MultiGPU-ComputeGradient-坑
Issue
Environment: Tensorflow-1.2
问题是这样的,在使用多GPU进行数据并行的训练时,我们需要针对每个GPU设备单独分配部分的数据,我通过以下代码解决。
devices = [0,1,2]
X = tf.placeholder(dtype=tf.float32,shape[None,224,224,3])
Y = tf.placeholder(dtype=tf.int32,shape[None])
input_tensors = tf.split(X,len(devices),0)
label_tensors = tf.split(Y,len(devices),0)
接下来就到了出错的代码部分:
grad_list = []
opt = tf.train.MomentumOptimizer(learning_rate=0.001)
for i in range(len(devices)):
device = devices[i]
with tf.device('/gpu:%d' % device):
with tf.name_scope('%d' % device) as scope:
logits=MyModel(input_tensors[i])
...
loss = ...
grad = opt.compute_gradients(loss)
grad_list.append(grad)
...
tf.get_variable_scope().reuse_variables()
...
avg_grad = Average_gradients(grad_list)
opt.apply_gradients(avg_grad)
Error:
File "train.py", line 79, in train
train_op = opt.apply_gradients(avggrads,global_step=global_step)
File "/home/hui89.liu/anaconda2/lib/python2.7/site-packages/tensorflow/python/training/optimizer.py", line 446, in apply_gradients
ValueError: Variable blockr01/conv/W/Momentum/ does not exist, or was not created with tf.get_variable(). Did you mean to set reuse=None in VarScope?

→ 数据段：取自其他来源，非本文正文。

Issue #2418, opened 2022-12-12
Tooltips for the quick access icons in Dashboard Dropdown Menu


djagdish:
### What's your enhancement request?
- Show tooltips for the li'l right-aligned icons in the Dashboard Dropdown Menu.
- Could be done with the Tooltip component, or as suggested by @idreyn, could use the `title` attribute.

### What would this enhancement help you accomplish?
- Better understanding of where clicking on the icons would lead to.

---

### Any attachments or reference images? (Drag them here)
<img width="491" alt="image" src="https://user-images.githubusercontent.com/316939/207126985-5c69a397-5c17-42c2-9e5d-3cdf9e9aab3b.png">

PR #2419, opened 2022-12-12
Adds Tooltips to Components

qweliant:
solves #2418

tooltips are now in the navigation dropdown 

image

### DIFF
--- a/client/components/ScopeDropdown/ScopeDropdown.tsx
+++ b/client/components/ScopeDropdown/ScopeDropdown.tsx
@@ -8,6 +8,7 @@ import { getPrimaryCollectionPub } from 'utils/collections/primary';
 import { sortByRank } from 'utils/rank';
 import { Collection, Pub } from 'types';
 import { pubPubIcons } from 'client/utils/icons';
+import { Tooltip } from '@blueprintjs/core';
 
 require('./scopeDropdown.scss');
 
@@ -178,7 +179,9 @@ const ScopeDropdown = (props: Props) => {
 												mode: 'settings',
 											})}
 										>
-											<Icon icon={pubPubIcons.settings} iconSize={12} />
+											<Tooltip content="View settings">
+												<Icon icon={pubPubIcons.settings} iconSize={12} />
+											</Tooltip>
 										</a>
 										<a
 											href={getDashUrl({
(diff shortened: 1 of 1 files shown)


client/components/ScopeDropdown/ScopeDropdown.tsx
```diff
@@ -178,7 +179,9 @@ const ScopeDropdown = (props: Props) => {
 												mode: 'settings',
 											})}
 										>
-											<Icon icon={pubPubIcons.settings} iconSize={12} />
+											<Tooltip content="View settings">
```
idreyn, line 182: I think it would be equally clear to drop "View" here (and elsewhere) and just say "Settings".

client/components/ScopeDropdown/ScopeDropdown.tsx
```diff
@@ -209,7 +216,9 @@ const ScopeDropdown = (props: Props) => {
 													mode: 'layout',
 												})}
 											>
-												<Icon icon={pubPubIcons.layout} iconSize={12} />
+												<Tooltip content="Visit collection">
```
idreyn, line 219: "Collection" should always be capitalized in user-facing text. Also, this button doesn't (or at least, shouldn't) take you to the Collection itself, but to the Collection's Layout tab. So it should just say "Layout".

client/components/ScopeDropdown/ScopeDropdown.tsx
```diff
@@ -231,7 +242,9 @@ const ScopeDropdown = (props: Props) => {
 												(scope.slugs && scope.slugs.pageSlug) || '/'
 											}`}
 										>
-											<Icon icon="globe" iconSize={12} />
+											<Tooltip content={`${scope.title} landing page`}>
```
idreyn, line 245: Pub titles can get _really_ long and probably aren't suitable for a tooltip. I'm not sure what this one should say. Maybe just "Visit"? I would defer to @djagdish.

idreyn (changes requested):
Thanks for the quick turnaround on this! There are some things we'll need to smooth out before shipping, though.

client/components/ScopeDropdown/ScopeDropdown.tsx
qweliant: "Home" maybe ???

idreyn (approved):
LGTM 👍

同样的问题,在Github的issue 6220 已经得到解答。 (浏览详细解答过程,见issue 6220)
由于这个issue提的日期较早,大多数用户tensorflow版本是0.12.0,我的版本是1.2.0,以下是官方解决方案,以及我最终的写法:
with tf.variable_scope(tf.get_variable_scope(),reuse=False):
grad_list = []
opt = tf.train.MomentumOptimizer(learning_rate=0.001)
for i in range(len(devices)):
device = devices[i]
with tf.device('/gpu:%d' % device):
with tf.name_scope('%d' % device) as scope:
logits=MyModel(input_tensors[i])
...
loss = ...
grad = opt.compute_gradients(loss)
grad_list.append(grad)
...
tf.get_variable_scope().reuse_variables()
...
avg_grad = Average_gradients(grad_list)
with tf.variable_scope(tf.get_variable_scope(),reuse=False): # My personal written
opt.apply_gradients(avg_grad)
Conclusion
由于版本的不同,官方文档的欠缺,tensorflow的尝试需要我们踏破铁鞋,使用 tf.get_variable_scope().reuse_variables() 可以使得变量跨设备被重复利用。 在遇到问题和探索的过程中,我们需要确信MomentumOptimizer 在被调用的过程中,reuse=False ,也许0.12.0版本中,在 with tf.variable_scope(tf.get_variable_scope(),reuse=False): 大括号范围内,如没有特殊设定,可以保持reuse=False,但1.2.0版本中,设定具有历史记录,需要强制再次使用大括号进行reuse的转换。